- _EXERCISE INSTRUCTIONS_:
For each line below that contains the word "something", return that line.

RECORDS TO PROCESS: Begin

PR #1822, opened 2019-05-01
Various version statement fixes

kinnison:
This PR rolls up an addition of a hidden flag/command to dump the version testament which can be used if in the future a user receives an unexpectedly unclean version of rustup-init.

We use that in the CI pipeline to dump the version which would be displayed so that we can check it during our stable release process.

Also this includes a commit to remove a dirtying step (or rather to clean up after it) in our appveyor builds.


tesuji (approved):

kinnison:
Thanks for the review @lzutao

PR #1823, opened 2019-05-01
Suggestion for misspelled component name

### LINKED ISSUE #1816: Make suggestions based on Levenshtein distance

From time to time people have difficulty installing components because of typos.  Sometimes they're even really hard to spot, particularly for those who are dyslexic.  For example, recently someone had difficulty installing the `rls` component because they kept typing `rsl` but reading it as `rls` and so couldn't tell what was wrong.

Whenever we issue a component-not-found or target-not-found etc, consider adding a quick check of the available components/targets, sort them by levenshtein distance, and suggest the nearest one.

**Notes**

That way, instead of:

```console
$ rustup component add rsl
error: toolchain 'stable-x86_64-unknown-linux-gnu' does not contain component 'rsl' for target 'x86_64-unknown-linux-gnu'
```

We'd maybe get something like:
```console
$ rustup component add rsl
error: toolchain 'stable-x86_64-unknown-linux-gnu' does not contain component 'rsl' for target 'x86_64-unknown-linux-gnu' - Did you perhaps mean 'rls` ?
```

hrvolapeter:
Add suggestion for misspelled component name using Levenshtein distance

Closes #1816

r? @kinnison


src/toolchain.rs
```diff
@@ -674,6 +704,7 @@ impl<'a> Toolchain<'a> {
                     return Err(ErrorKind::UnknownComponent(
                         self.name.to_string(),
                         component.description(&manifest),
+                        self.get_component_suggestion(&component),
```
kinnison: I think it'd be better if this only suggested from the *installed* components, otherwise you might get confused by it suggesting "did you mean X" where X isn't installed.

src/toolchain.rs
```diff
@@ -629,6 +630,35 @@ impl<'a> Toolchain<'a> {
         }
     }
 
+    fn get_component_suggestion(&self, component: &Component) -> Option<String> {
+        use levenshtein::levenshtein;
+        const MAX_DISTANCE: usize = 3;
```
kinnison, line 637: A comment explaining why you chose `3` would be useful, so that it's not just a magical constant.

src/errors.rs
```diff
@@ -325,6 +325,14 @@ error_chain! {
     }
 }
 
+fn component_unknow_suggestion(s: &Option<String>) -> String {
```
kinnison: Typo in the function name here -- `_unknow_` should be `_unknown_`

kinnison (changes requested):
Mostly pretty good, just a couple of requests.

I also would prefer that you don't put `r? @kinnison` in the commit message since that ends up in the repo long-term.  By all means tag me in the PR message though.

Would you like to extend this to also support making a suggestion if the user tries to add/remove a target which is misspelled?

kinnison:
The changes in this PR were subsumed into #1824 and merged.  Thank you for your contribution to Rustup.

PR #1824, opened 2019-05-01
Make suggestions based on Damerau-Levenshtein distance

Glamhoth:
#1816
The only change that I'd suggest is to use Damerau-Levenshtein distance instead of Levenshtein distance, because the former adds transpositions to list of the basic operations. And as we know a lot of misspellings are made that way, even the example from issue is of this kind of error.

### DIFF
--- a/src/errors.rs
+++ b/src/errors.rs
@@ -303,9 +303,13 @@ error_chain! {
             description("toolchain does not support components")
             display("toolchain '{}' does not support components", t)
         }
-        UnknownComponent(t: String, c: String, s: String) {
+        UnknownComponent(t: String, c: String, s: Option<String>) {
             description("toolchain does not contain component")
-            display("toolchain '{}' does not contain component {}; did you mean '{}'?", t, c, s)
+            display("toolchain '{}' does not contain component {}{}", t, c, if let Some(suggestion) = s {
+                format!("; did you mean '{}'?", suggestion)
+            } else {
+                "".to_string()
+            })
         }
         AddingRequiredComponent(t: String, c: String) {
             description("required component cannot be added")
--- a/src/errors.rs
+++ b/src/errors.rs
@@ -303,9 +303,9 @@ error_chain! {
             description("toolchain does not support components")
             display("toolchain '{}' does not support components", t)
         }
-        UnknownComponent(t: String, c: String) {
+        UnknownComponent(t: String, c: String, s: String) {
             description("toolchain does not contain component")
-            display("toolchain '{}' does not contain component {}", t, c)
+            display("toolchain '{}' does not contain component {}; did you mean '{}'?", t, c, s)
         }
         AddingRequiredComponent(t: String, c: String) {
             description("required component cannot be added")
--- a/src/toolchain.rs
+++ b/src/toolchain.rs
@@ -11,7 +11,6 @@ use crate::install::{self, InstallMethod};
 use crate::notifications::*;
 use crate::utils::utils;
 
-use std::collections::HashMap;
 use std::env;
 use std::env::consts::EXE_SUFFIX;
 use std::ffi::OsStr;
@@ -19,7 +18,6 @@ use std::ffi::OsString;
 use std::path::{Path, PathBuf};
 use std::process::Command;
 
-use strsim::damerau_levenshtein;
 use url::Url;
 
 /// A fully resolved reference to a toolchain which may or may not exist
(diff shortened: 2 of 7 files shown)


src/toolchain.rs
```diff
@@ -556,6 +557,90 @@ impl<'a> Toolchain<'a> {
         }
     }
 
+    fn get_component_suggestion(
+        &self,
+        component: &Component,
+        manifest: &Manifest,
+        only_instaled: bool,
```
kinnison: Typo here, `only_installed` rather than `only_instaled`

src/toolchain.rs
```diff
@@ -556,6 +557,90 @@ impl<'a> Toolchain<'a> {
...
+                {
+                    closest_match = short_name_distance.1.component.target().to_string();
+                }
+            }
+
+            // If suggestion is too different don't suggest anything
+            if closest_distance.0 > MAX_DISTANCE {
+                return String::new();
+            } else {
+                return format!("; did you mean '{}'", closest_match.to_string());
```
kinnison: The presence of the `"; did you mean '{}'"` here is a pain because it moves some of the message formatting away from the `Display` impl of the notification.  Better to have the impl take an Option<String> and do the right thing there IMO.

src/errors.rs
```diff
@@ -303,9 +303,9 @@ error_chain! {
             description("toolchain does not support components")
             display("toolchain '{}' does not support components", t)
         }
-        UnknownComponent(t: String, c: String) {
+        UnknownComponent(t: String, c: String, s: String) {
             description("toolchain does not contain component")
-            display("toolchain '{}' does not contain component {}", t, c)
+            display("toolchain '{}' does not contain component {}{}?", t, c, s)
```
kinnison: If the `s` parameter is `""` then there'll be a spurious `?` on the string.  Better for `s` to be an `Option<String>` and format accordingly.

src/toolchain.rs
```diff
@@ -556,6 +557,90 @@ impl<'a> Toolchain<'a> {
         }
     }
 
+    fn get_component_suggestion(
+        &self,
+        component: &Component,
+        manifest: &Manifest,
+        only_instaled: bool,
+    ) -> String {
```
kinnison: This ought to return `Option<String>` in case there isn't a suggestion to be made.

kinnison (changes requested):
Not bad, some comments in-line, and the commit history will need a good rebase toward the end (be careful to retain retep007's authorship at that point).

In addition, I'd like to see at least one test which demonstrates what happens if there's nothing worth suggesting within the heuristic distance of 3.  E.g. `rustup component add banana`.

tests/cli-v2.rs
```diff
@@ -981,13 +991,28 @@ fn add_target_suggest_best_match() {
...
         expect_ok(config, &["rustup", "default", "nightly"]);
+        expect_not_stderr_ok(
+            config,
+            &[
+                "rustup",
+                "target",
+                "remove",
+                &format!("{}a", clitools::CROSS_ARCH1)[..],
+            ],
+            &format!("did you mean '{}'", clitools::CROSS_ARCH1),
```
kinnison, line 1014: Why is this particular `expect_not_stderr_ok()` check including the suggestion, rather than just `"did you mean"` ?

tests/mock/clitools.rs
```diff
@@ -207,6 +207,16 @@ pub fn expect_not_stdout_ok(config: &Config, args: &[&str], expected: &str) {
     }
 }
 
+pub fn expect_not_stderr_ok(config: &Config, args: &[&str], expected: &str) {
```
kinnison, line 210: I'd prefer if this function were in a separate commit with a message explaining what the function is and why it's there.

i.e. something like:

```
clitools.rs: Add expect_not_stderr_ok

In order to support testing commands which may return certain
messages on `stderr` in a way in which they should *NOT*
produce such messages, add a counterpart to `expect_not_stdout_ok`.
```

kinnison (changes requested):
So very almost there.  Please fold the requested changes into the two main commits you have (i.e. where your initial implementation, and retep's changes lie.

I'll expect to see:

* commit 1: the clitools.rs update
* commit 2: your code (with fixes folded in)
* commit 3: retep's work (with fixes folded in)

If you can do that, I think this is mergeable, so remember to remove `WIP:` from the title when you think you're ready for the final review before merge :grin: 

Thanks,

D.

tests/cli-v2.rs
Glamhoth: By this I wanted to ensure, that it won't return exactly that suggestion, because some other valid suggestion can still apply. For example we have targets 'armv7r-none-eabi' and 'armv7r-none-eabihf'. If you have both installed `target remove armv7r-none-eabih` will suggest '...-eabi'. But if you have only '...-eabihf' installed it shouldn't suggest '...-eabi', but still suggest something - that is '...-eabihf'. I also did this in component_remove test.

kinnison: Aha that sounds good, I just didn't spot that the first time, thank you for explaining.

PR #1825, opened 2019-05-02
ci: Set up cache build with sccache

tesuji:
~Blocked on #1815.~

Now the first build time is a little slower, but incremental builds
in the same branch should be faster.

r? @kinnison

### DIFF
--- a/.travis.yml
+++ b/.travis.yml
@@ -7,6 +7,13 @@ git:
   depth: false
   quiet: true
 
+cache:
+  directories:
+    - "$HOME/.cargo"
+    - "$HOME/.cache/sccache"
+before_cache:
+  - rm -rf "$HOME/.cargo/registry"
+
 matrix:
   fast_finish: true
   include:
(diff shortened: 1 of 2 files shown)


kinnison:
When you say it's a little slower on first build of a branch -- how much slower are we talking?
How many builds does it take to get that slowness back?  Is it on the second build, the third?

tesuji:
Look at build time on Travis, this PR may take about 30 seconds more than
normal builds. The second build and later should be faster ([upto 4 minutes][1]).

[1]: https://travis-ci.com/rust-lang/rustup.rs/builds/110499868

kinnison:
Does the rustc docker contain sccache then?  I couldn't see how it turned up otherwise.

tesuji:
Yes. In [this line][1] from build log, sccache is called.

[1]: https://travis-ci.com/rust-lang/rustup.rs/jobs/197478512#L490

PR #1827, opened 2019-05-02
Switch issue templates to use subheadings instead of bold text

LPGhatguy:
Minor change. Using Markdown sub-headings instead of just bold text helps sections stand out a bit more by default. I left the rest of the templates untouched.


tesuji:
I think rustup developers is happier with current templates. Similar PR
has been closed:  #1693 .

LPGhatguy:
I guess I didn't dig deeply enough, oops!

When I filed a bug, I had problems with my lines merging together with the bold text. It's not a big deal.

PR #1828, opened 2019-05-02
Add a script to automate most of the release process

emilyalbini:
The current way of making rustup releases is a bit annoying, because you have to call the `ci/sync-dist.py` script six times in total, three to deploy to dev and three to deploy to prod. With this script the release process becomes:

1. `ci/deploy.sh dev 1.0.0`
2. Test that everything on dev-static works
3. `ci/deploy.sh prod 1.0.0`

r? @kinnison 
cc @alexcrichton @Mark-Simulacrum

### DIFF
--- a/ci/deploy.sh
+++ b/ci/deploy.sh
@@ -1,0 +1,64 @@
+#!/bin/bash
+# This script is used to do rustup releases. It requires an AWS access token
+# allowed to update our S3 buckets and to invalidate CloudFront distributions.
+#
+# Usage:
+#
+# 1. Deploy the release on the dev environment:
+#    ./deploy.sh dev VERSION_NUMBER
+#
+# 2. Test everything works correctly:
+#    RUSTUP_UPDATE_ROOT=https://dev-static.rust-lang.org/rustup rustup self update
+#
+# 3. Deploy the release to the prod environment:
+#    ./deploy.sh prod VERSION_NUMBER
+
+set -euo pipefail
+IFS=$'\n\t'
+
+CI_DIR="$(cd "$(dirname "${BASH_SOURCE[0]}")" >/dev/null 2>&1 && pwd )"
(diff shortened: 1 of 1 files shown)


tesuji:
You have some shellcheck warnings to solve.
```bash
In ci/deploy.sh line 17:
IFS=$'\n\t'
    ^-----^ SC2169: In dash, $'..' is not supported.
In ci/deploy.sh line 19:
CI_DIR="$(cd "$(dirname "${BASH_SOURCE[0]}")" >/dev/null 2>&1 && pwd )"
                         ^---------------^ SC2169: In dash, array references are not supported.
In ci/deploy.sh line 28:
    python3 "${CI_DIR}/sync-dist.py" $@ --live-run
                                     ^-- SC2068: Double quote array expansions to avoid re-splitting elements.
In ci/deploy.sh line 31:
if [[ $# -ne 2 ]]; then
   ^------------^ SC2169: In dash, [[ ]] is not supported.
In ci/deploy.sh line 40:
        if [[ -e "${LOCAL_RUSTUP_DIR}" ]]; then
           ^----------------------------^ SC2169: In dash, [[ ]] is not supported.
In ci/deploy.sh line 41:
            read -p "The directory ${LOCAL_RUSTUP_DIR} will be removed. Continue (y/n)?" choice
            ^--^ SC2162: read without -r will mangle backslashes.
For more information:
  https://www.shellcheck.net/wiki/SC2068 -- Double quote array expansions to ...
  https://www.shellcheck.net/wiki/SC2169 -- In dash, $'..' is not supported.
  https://www.shellcheck.net/wiki/SC2162 -- read without -r will mangle backs...
```

emilyalbini:
Fixed most of the shellcheck lints. I don't think we should support dash though, this is going to be run interactively and `#!/bin/bash` is used.

PR #2043, opened 2019-10-07
Fix/improve human-readable units

### LINKED ISSUE #2041: `N iops / N iops (100%) M iops/s` makes no sense
Installing rustup I saw this very curious line pop up:

> 2 iops /   2 iops (100 %)   1 iops/s in  1s ETA:  0s    

but it makes no sense whatsoever as “iops” is already an unit of operations per second. So paraphrased:

> 2 I/O operations per second out of 2 I/O operations per second, 1 I/O operations per second per second in 1 second.

The units should be fixed up to represent actual whatever being counted here.

Rudi3:
Attempt to fix https://github.com/rust-lang/rustup.rs/issues/2041.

RECORDS TO PROCESS: End

- _YOUR RESPONSE_:
We'd maybe get something like:
i.e. something like:
Glamhoth: By this I wanted to ensure, that it won't return exactly that suggestion, because some other valid suggestion can still apply. For example we have targets 'armv7r-none-eabi' and 'armv7r-none-eabihf'. If you have both installed `target remove armv7r-none-eabih` will suggest '...-eabi'. But if you have only '...-eabihf' installed it shouldn't suggest '...-eabi', but still suggest something - that is '...-eabihf'. I also did this in component_remove test.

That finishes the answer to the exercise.